‘Shared e-KYC’ introduced for banks, as PBA and SBP move towards more open banking

The SBP has advised banks to join a shared e-KYC platform, which will use blockchain technology to store and share customers’ identity information across the banking industry

KARACHI: The Pakistan Banks Association (PBA) has introduced a new platform that allows banks to share customer data across the industry, in an effort to improve the onboarding experience for new customers and lower costs for banks. 

In a circular issued on December 18, the State Bank of Pakistan (SBP) announced the launch of the platform, also called “Shared Electronic Know Your Customer (e-KYC) Platform”. This platform, initiated by the PBA and guided by the SBP, aims to improve the efficiency of the KYC process.

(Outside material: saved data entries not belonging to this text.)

PR #2560, opened 2023-07-02
fix: convert unknown-length to index in `ListOffsetArray.to_RegularArray`

agoose77:
This fixes a bug that is raised during the strict dask-awkward test suite.


jpivarski (approved):
This makes sense and it looks very straightforward.

PR #2561, opened 2023-07-03
fix: prefer known to unknown lengths in broadcasting

agoose77:
This PR is a first pass over the broadcasting logic to change direction from "unknown lengths are infectious" to "known lengths are infectious". 

As we've discussed here previously, typetracer should only fail for ahead-of-time known errors. We defer validation of the unknown data to runtime, via a second pass using a known-data backend. As such, we can rewrite assertions of the form `assert unknown_value == x` with `unknown_value = x`, rather than propagating unknown values everywhere.

i.e. operations like
```python
require_equal_lengths(contents)
next_length = unknown_length
```
become
```python
require_equal_lengths(contents)
next_length = contents[0].length
```

I think we might have assumed this before; I'm just getting around to changing the code after  re-orienting my thinking a while back. 

Relatedly, slicing typetracer arrays should assume that the length succeeds, and use the concrete length, for obvious reason.

### DIFF
--- a/src/awkward/_broadcasting.py
+++ b/src/awkward/_broadcasting.py
@@ -66,8 +66,7 @@ def length_of_broadcast(inputs: Sequence) -> int | type[unknown_length]:
             if x.length is unknown_length:
                 has_seen_unknown_length = True
                 continue
-            else:
-                maxlen = max(maxlen, x.length)
+            maxlen = max(maxlen, x.length)
 
     if has_seen_unknown_length:
         return unknown_length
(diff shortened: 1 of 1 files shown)


src/awkward/_broadcasting.py
```diff
@@ -413,38 +426,39 @@ def broadcast_any_record():
...
+                                ", ".join(sorted(fields)),
+                                ", ".join(sorted(x.fields)),
+                            )
                         )
-                    )
-                # Records win over tuples
-                if istuple is UNSET or not x.is_tuple:
-                    istuple = False
+                    # Records win over tuples
+                    is_tuple = False
```
agoose77: This just benefited from a re-write

src/awkward/_broadcasting.py
```diff
@@ -47,20 +47,32 @@
...
 
 
+class BroadcastOptions(TypedDict):
+    allow_records: bool
+    left_broadcast: bool
+    right_broadcast: bool
+    numpy_to_regular: bool
+    regular_to_jagged: bool
+    function_name: str | None
+    broadcast_parameters_rule: BroadcastParameterRule
```
agoose77, line 57: Add type annotations!

jpivarski (approved):
Yes, "known lengths are infectious" is the right direction: if we try to broadcast length `N` with length `unknown`, then the broadcasted result is length `N` because `unknown` _might_ be equal to `1`. If it's not, we'll find out when a Dask worker tries to actually do it with no unknown lengths.

PR #2564, opened 2023-07-03
fix: broadcasting of regular strings

agoose77:
The recent changes for string broadcasting had a missing case for regular strings. Furthermore, the broadcasting logic for lists was growing in complexity. This PR fixes bugs with broadcasting of regular strings, and merges the optimised broadcasting logic into the fallback. This reduces the number of code branches that we have to keep in sync.

### DIFF
--- a/src/awkward/_broadcasting.py
+++ b/src/awkward/_broadcasting.py
@@ -677,7 +677,6 @@ def apply_step(
             # 2. mixed string-list (strings gain a dimension and broadcast to the non-string offsets)
             # 3. no strings (all lists broadcast to a single offsets)
             offsets_content = None
-            all_content_strings = True
             input_is_string = []
             for content in inputs:
                 if isinstance(content, Content):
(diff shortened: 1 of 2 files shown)


src/awkward/_broadcasting.py
```diff
@@ -144,54 +143,13 @@ def ensure_common_length(inputs, options: BroadcastOptions) -> ShapeItem:
...
-            return False
-
-    return True
+def offset_source_rank(list_content: ak.contents.Content) -> int:
+    if isinstance(list_content, ak.contents.ListOffsetArray):
+        return 0
+    elif isinstance(list_content, ak.contents.ListArray):
+        return 1
+    else:
+        raise AssertionError
```
agoose77, line 152: This might benefit from a better name. The purpose of this function is to score list-types in terms of the preference to use their offsets. ListOffsetArray can avoid an allocation (at the cost of reading the zeroeth value) to build offsets, whilst `ListArray` cannot. This might be premature optimisation; at one point I also scored regular arrays here, but that turned out to be a mistake.

jpivarski (approved):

The SBP has advised banks to join this shared platform and allocate dedicated resources for its effective implementation.

Financials institutions, such as banks, use KYC to verify the identity of their clients. This is typically conducted in two stages: during the onboarding of a new customer, and periodically for existing customers. For instance, individuals in Pakistan wishing to open a bank account must submit identification documents, proof of income, and contact details, among other things, as per SBP guidelines.

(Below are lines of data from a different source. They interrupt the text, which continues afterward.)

PR #2566, opened 2023-07-04
feat!: apply retroactive deprecations

agoose77:
- Raise error for `parameters` that are neither `None` or `{}` in `EmptyForm` et al.
  - We still allow `parameters=None` and `parameters={}` in the constructor arguments, to ensure that content-naive workflows still work.
- Raise error for conversions of unions to backend arrays

### DIFF
--- a/src/awkward/contents/emptyarray.py
+++ b/src/awkward/contents/emptyarray.py
@@ -68,7 +68,7 @@ class EmptyArray(Content):
     is_leaf = True
 
     def __init__(self, *, parameters=None, backend=None):
-        if parameters is not None:
+        if not (parameters is None or parameters == {}):
             raise TypeError(f"{type(self).__name__} cannot contain parameters")
         if backend is None:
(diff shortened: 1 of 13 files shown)


src/awkward/contents/emptyarray.py
```diff
@@ -85,29 +82,26 @@ def copy(
...
     def __copy__(self):
         return self.copy()
 
     def __deepcopy__(self, memo):
-        return self.copy(parameters=copy.deepcopy(self._parameters, memo))
+        return self.copy()
 
     @classmethod
     def simplified(cls, *, parameters=None, backend=None):
-        if not (parameters is None or len(parameters) == 0):
```
agoose77, line 105: This is a more permissive test for the deprecations, but I think it's okay to break empty dicts here too.

jpivarski (approved):
Right: this makes good on the deprecation promise of forbidding `EmptyArray` with `parameters`.

PR #2570, opened 2023-07-05
test: Make cuda tests pass

kkothari2001:


src/awkward/_kernels.py
```diff
@@ -127,7 +127,7 @@ def calc_blocks(self, length):
         return length, 1, 1
 
     def _cast(self, x, t):
-        if issubclass(t, ctypes._Pointer):
+        if t:
             # Do we have a NumPy-owned array?
```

The shared e-KYC platform, built on distributed ledger technology, allows customers’ KYC and customer due diligence (CDD) related information to be stored with the banks themselves, eliminating the need for a central entity to hold this crucial data. To safeguard customers’ rights, the data can only be accessed with their explicit consent.

This new platform offers numerous benefits to banks, such as the timely exchange and updating of customers’ KYC or CDD information across the banking industry via a secure digital channel, the standardisation of KYC or CDD data, improved customer onboarding experience, and cost savings for banks. The initiative is also likely to ease the process of switching for customers.

This is now possible because according to the circular, the SBP has over the years bolstered the Anti-Money Laundering (AML) and Combating the Financing of Terrorism (CFT) regime, including KYC and CDD processes. To further optimise these processes, the SBP has permitted banks to rely on third-party institutions for efficient and effective KYC or CDD.

Raza Matin, CEO and co-founder of Brandverse, applauded the move. “After RAAST, this may be the single greatest driver of FinServ (financial services) quality in Pakistan. Shared KYC means faster account opening and not putting up with poor service. Real money mobility,” Matin tweeted.

PBA works on e-KYC project

Earlier, the PBA, representing all its member banks, signed a contract with the Avanza Group for the development and execution of Pakistan’s first blockchain-based national e-KYC banking platform. The signing ceremony took place at the PBA office in Karachi on March 2, 2023.

The e-KYC project is part of the SBP’s ongoing efforts to strengthen the AML and CFT control infrastructure in the country. The PBA has managed the project planning on behalf of the banking industry, under the auspices of the State Bank of Pakistan.

The Avanza Group spearheaded the project from the development end with its e-KYC platform, ‘Consonance’, being implemented for the PBA. 

The distinguishing feature of the platform is that it leverages blockchain technology to allow banks to standardise and exchange their details via a decentralised and self-regulated network, with the consent of their customers. 

Shared e-KYC in other countries

According to the “Central KYC (C-KYC)” report by PwC published in August 2020, the C-KYC registry as a concept has been implemented in India. Additionally, countries such as Singapore, Sri Lanka, and the Bahamas, are in the process of implementing C-KYC. 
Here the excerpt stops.